我們當時開發了兩套設計工具:一套是設計三維世界的,適用於遊戲、三維社交(像SecondLife)等;另一套是設計小動畫的,可以用來把普通網站做得更生動、精彩。我們的口號是:把電腦內的世界做得和電腦外的世界一樣精彩。10年前,我們就可以把3D技術非常好地呈現在PC裡,人們可以在一個網上咖啡館裡聊天、喝咖啡、跳交誼舞,還可以環遊世界,看到栩栩如生的莫斯科紅場。
「了不起!」
「微軟做不出來,蘋果做不出來,IBM也做不出來!」
「移植到PC上去!」
每個看到我們產品的人,都會情不自禁地發出這樣的讚歎,而我們的工程師們便會更加拚命地工作,因為我們都很確定,這會是一項改變世界的技術。
這麼好的技術,能滿足哪些用戶需求呢?能創造什麼改變世界的內容呢?我們想不了那麼多了。我們深信,「Buildit,andtheywillcome.(做出來,顧客自然會來。)」就像蘋果的Macintosh、QuickTime一樣,發明時並不知道應用,但是做出來後,用戶需求會自然而然地形成。然而,這是一個嚴重的錯誤。Macintosh、QuickTime是可遇而不可求的,工程師做任何產品都必須知道他在解決用戶的什麼問題。
「世界不需要沒有用的創新。」這麼簡單的道理,我竟然沒能吃透。
事實證明,這套Cosmo產品線,沒有用戶需求來支撐我們下一步的研究。我們迷失了方向。
SGI在硬件方面也開始犯錯誤。我加入的時候,公司因為現金流充裕而考慮購買一個新的公司,在蘋果和Cray之間,SGI選擇了後者。這卻是一個災難的開始。Cray公司是一個超級計算機公司,也是一個遵循封閉技術的硬件公司,到後來,又被SGI不得已廉價賣出了。
當時,我還負責公司的互動電視項目。早在我來到SGI之前,所有的科技公司就都開始把寶押在了「互動電視」上,就連比爾·蓋茨的第一本書《未來之路》中,也提到了「互動電視」。

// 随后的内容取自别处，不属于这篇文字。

PR #155, opened 2019-09-04
Fix masking problem

jpcoenen:
For some inputs, the masking completely garbled the output. For example `secrethub run -- terraform plan` lead to unreadable output.

The cause of this was a wrong implementation of the `io.Writer` interface by `MaskedWriter`. It assumed control of the `[]byte` it takes as input, but it is not allowed to do so. 

The problem is demonstrated in the new `TestNewMaskedWriter/reuse_input_buffer` test.

### DIFF
--- a/internals/cli/masker/writer_test.go
+++ b/internals/cli/masker/writer_test.go
@@ -121,7 +121,7 @@ func TestMatcher(t *testing.T) {
 func TestNewMaskedWriter(t *testing.T) {
 	maskString := "<redacted by SecretHub>"
 
-	timeout20ms := time.Millisecond * 20
+	timeout10s := time.Second * 10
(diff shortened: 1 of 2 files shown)


internals/cli/masker/writer_test.go
```diff
@@ -216,6 +220,32 @@ func TestNewMaskedWriter(t *testing.T) {
 			timeout:  &timeout0,
 			expected: "test " + maskString + " test",
 		},
+		"long input": {
+			maskStrings: []string{},
+			inputFunc: func(w io.Writer) {
+
+				assert.OK(t, err)
```
SimonBarendse: What `err` is checked here?

jpcoenen: An error that rests in pieces.

PR #156, opened 2019-09-04
Add nfpms to build .deb and .rpm packages

jpcoenen:
Especially the `.rpm` is handy for AWS. Allows us to do the following for installing on AWS Linux AMI:

```
yum install -y https://github.com/secrethub/secrethub-cli/releases/latest/download/secrethub-cli-amd64.rpm
```

### DIFF
--- a/.goreleaser.yml
+++ b/.goreleaser.yml
@@ -76,3 +76,16 @@ scoop:
   description: Command-line interface for SecretHub
 
   license: Apache-2.0
+
+nfpms:
+  -
+    vendor: SecretHub
+    homepage: https://secrethub.io/
+    description: CLI for using the SecretHub Secret Management Service
+    license: Apache 2.0
+    formats:
+      - rpm
+      - deb
+    recommends:
+      - xclip
+    bindir: /usr/local
--- a/.goreleaser.yml
+++ b/.goreleaser.yml
@@ -1,7 +1,9 @@
 project_name: secrethub
 
 builds:
-  - binary: "secrethub"
+  - &default
+    id: default
+    binary: "bin/secrethub"
     env:
       - CGO_ENABLED=0
     goos:
@@ -33,9 +35,14 @@ builds:
       - -s -w -X "github.com/secrethub/secrethub-cli/internals/secrethub.Commit={{ .ShortCommit }}" -X "github.com/secrethub/secrethub-cli/internals/secrethub.Version={{ .Version }}"
     flags:
       - -tags=production
+  - <<: *default
+    id: "without-bin-dir"
+    binary: "secrethub"
 
 archive:
   name_template: "{{ .ProjectName }}-{{ .Tag }}-{{ .Os }}-{{ .Arch }}{{ if .Arm }}v{{ .Arm }}{{ end }}"
+  builds:
+    - default
   format_overrides:
     - goos: windows
       format: zip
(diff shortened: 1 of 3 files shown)


scripts/post-install.sh
```diff
@@ -0,0 +1,19 @@
+#!/usr/bin/env sh
+
+if [ -d /etc/bash_completion.d/ ]; then
+    echo -e "${OK_COLOR}==> Installing completion for Bash${NO_COLOR}"
```
mackenbach: Where are `${OK_COLOR}` and `${NO_COLOR}` defined?

.goreleaser.yml
```diff
@@ -1,7 +1,7 @@
 project_name: secrethub
 
 builds:
-  - binary: "bin/secrethub"
+  - binary: "secrethub"
```
mackenbach: Why did we remove this here? That seems like it could be a 'breaking' change for people that built scripts that pull the archive and place it somewhere.

florisvdg: This is breaking indeed.

mackenbach: Haha gotta love your rant. You make valid points though. What I'm fuzzy on at the moment are the reasons why we have the `bin` directory in the archive in the first place. If we can verify those reasons are no longer valid, then it can be worth it to remove the `bin` directory in favor of your proposal.

A few reasons I can think of we put it there are:
- **Because we include one or more non-binary files in the release archive**, e.g. the `LICENSE`. Specifically the `LICENSE` file we can remove and keep in the repo instead. That's fine. We need to think whether we may want to add other non-binary files in there too.
- **Because having a `bin` directory allows you to easily add the folder to your `PATH`.** Arguably, there are better ways to make the binary executable on the user's OS, like placing it in `/usr/local/bin`. However, we need to specify this as it is different per OS: macOS doesn't allow you to put files in some directories anymore I remember and Windows is always funky.
- **Because we may want to include multiple binaries in the archive.** For this I think we can make separate releases if placing them all together in the same archive proves problematic?

@SimonBarendse and @florisvdg please weigh in on this because I no longer remember all the reasons why.

SimonBarendse: I believe the main reason was that we wanted to have the license file in the archive and on the users system when installing. We did of course not want to add the license to the path, so we decided to have a bin dir instead and add that to the path.

I believe it makes sense to drop the bin dir, as we no longer require the license to be shipped and stored with every installation; It is more often unpractical than it is convenient.

If we get new non-binary files we want to ship with the release (e.g. a readme), we could add them as separate assets to the release, instead of putting them in the archive.

If we have multiple binaries to release, I think we would release these separately from each other (like we already do with the CLI, Terraform Provider and HTTP proxy). If for some reason we do want to have a shared repo with shared releases for them, we can either add different assets for these binaries, or include multiple binaries in the root of the archive.

florisvdg: Okay, but if the archive only contains the binary, we could also just directly provide the binary.

mackenbach: >Okay, but if the archive only contains the binary, we could also just directly provide the binary.

Archive formats are nice because of three things:

- Compression (duh)
- Avoids nasty warnings about downloading a binary/.exe
- People expect it.

jpcoenen: And I can add one more benefit: my archive manager has this awesome option.

image

PR #157, opened 2019-09-04
Use the region from the KMS key ARN when creating AWS services

SimonBarendse:
This is used when no region is set in the aws configuration or with
the --region flag.

If the KMS key is not given as an ARN, the user will still be prompted
for the region.

### DIFF
--- a/internals/secrethub/service_aws_init.go
+++ b/internals/secrethub/service_aws_init.go
@@ -86,19 +86,21 @@ func (cmd *ServiceAWSInitCommand) Run() error {
 
 	fmt.Fprintf(cmd.io.Stdout(), "Detected access to AWS account %s.", accountID)
 
-	if !isSet(cfg.Region) && cmd.kmsKeyID != "" {
+	if cfg.Region == nil && cmd.kmsKeyID != "" {
+		// When the region is not configured in the AWS configuration and not supplied using the flag, use
+		// the region from the KMS key if the key is supplied as an ARN.
 		kmsARN, err := arn.Parse(cmd.kmsKeyID)
 		if err == nil {
 			cfg = cfg.WithRegion(kmsARN.Region)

90年代初期,SGI與時代華納合作開展「互動電視」業務。時代華納說服了佛羅里達州的奧蘭多政府進行「互動電視」業務的試點。在奧蘭多,每一個家庭都被裝上了一個類似「機頂盒」的盒子,進行電影和電視點播。但是,一方面,「機頂盒」的成本太高,SGI要為此支付太多的成本;另一方面,當時能被點播的內容又少得可憐。時代華納後來決定撤掉這個項目。我進入SGI時,公司給我的任務就是在不得罪時代華納和奧蘭多市政府的情況下,把這個項目取消,然後,從機頂盒技術裡提煉出一些「實用」的技術,再作為公司的一個產品推出來。
這是一項非常艱難的工作,一方面為SGI善後,和奧蘭多政府斡旋,一方面,還不能拋棄互動電視的技術,要「變廢為寶」。最後,我終於和團隊一起提煉出了mediaserver,也就是視頻服務器的技術,這個產品後來竟然做到了幾千萬美元的銷售額!